-
Type: Improvement
-
Resolution: Unresolved
-
Priority: Major - P3
-
None
-
Affects Version/s: 2.6.8
-
Component/s: Text Search
-
Query Integration
Description
An AND query in MongoDB FTS seems to be implemented as fetching all of the words separately, then taking an intersection. This is not efficient when:
- A lot of search words are given. (e.g 5-10 instead of 1-2.) In theory this should help narrow down the result set and make the query faster, but in MongoDB this will always make the query slower. (``nscanned`` and ``nscannedObjects`` will grow even if the result set ``n`` becomes smaller.)
- One or more very common search words are given.
For example, consider we search a database with people's addresses with the following words::
db.somecollection.find( { $text : { $search : '"John" "Ezequiel" "Smith" "New" "York"' } } )
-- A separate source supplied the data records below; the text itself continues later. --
PR #612, opened 2021-03-02
Refs #31773 - Fix pg syntax errors when searching by taxonomy

adamruzicka:
Previous fix allowed searching using IN, but only if there was a single value.
The value was treated as a string of comma-delimited numbers instead of an array
of numbers.

### DIFF
--- a/test/unit/task_test.rb
+++ b/test/unit/task_test.rb
@@ -134,6 +134,8 @@ class TasksTest < ActiveSupport::TestCase
       test 'can search by taxonomies using IN' do
         assert_nothing_raised(PG::SyntaxError) { ForemanTasks::Task.search_for('location_id ^ (1)').first }
         assert_nothing_raised(PG::SyntaxError) { ForemanTasks::Task.search_for('organization_id ^ (1)').first }
+        assert_nothing_raised(PG::SyntaxError) { ForemanTasks::Task.search_for('location_id ^ (1,2)').first }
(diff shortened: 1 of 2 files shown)


test/unit/task_test.rb
```diff
@@ -132,8 +132,8 @@ class TasksTest < ActiveSupport::TestCase
 
     context 'by taxonomies' do
       test 'can search by taxonomies using IN' do
-        assert_nothing_raised(PG::SyntaxError) { ForemanTasks::Task.search_for('location_id ^ (1)').first }
-        assert_nothing_raised(PG::SyntaxError) { ForemanTasks::Task.search_for('organization_id ^ (1)').first }
+        assert_nothing_raised(PG::SyntaxError) { ForemanTasks::Task.search_for('location_id ^ (1,2)').first }
```
ezr-ondrej, line 135: can we keep both tests? for a single value and for multiple values?

ezr-ondrej (commented):
We are implementing more and more of scoped_search funcionality in our code
Let's roll with this, but I'd imagine we can do something easier here :thinking:

adamruzicka:
> I'd imagine we can do something easier here 

Iirc scoped search would get confused when dealing with habtm associations with sti. I think I tried doing something about it in scoped search but I don't recall how it went. Definitely worth revisiting later

pondrejk (approved):
checked on patched downstream, ack from the functional point of view

ezr-ondrej (approved):
Thanks @adamruzicka !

In the above example, one of the words - "Ezequiel" - is clearly an uncommon name, which will occur with low frequency in the database. On the other hand the names "John Smith" and "New York" are clearly very common ones, especially the number of entries for "New York" might very well be in the millions.
What should happen
An efficient query plan for MongoDB would be to just search the FTS index for "Ezequiel", then filter the result set of that to exclude documents that do not include all of the other search words.
Is it possible to deduce from our btree indexes how many occurrences there are of the (after stemming) identical value? If yes, the query planner should consider this and only scan the index for values where this number is low (and therefore selectiveness high).
If such statistics is not possible, one possible way to implement this is analogous to how the query planner selects execution plans for regular queries. Execute one thread per search word in parallel, each thread scanning the index for the given word. When the fastest thread finishes scanning the index, start fetching the documents pointed to, and filter out documents that don't match all of the given AND search words. When this is finished, return this result set and kill the other threads that are still scanning the index.
In the above example, query exectuion would start by launching a separate thread for each word to be scanned from the index. The thread scanning for "Ezequiel" would complete first and would then proceed to fetching the documents containing "Ezequiel" and apply filtering on those documents. Once this completes, the threads scanning for "John", "Smith", "New" and "York" would simply be terminated and their results discarded.
Workaround
Note that with the current version of MongoDB, the latter method above can also be implemented on the application level, as a workaround to optimize slow FTS queries.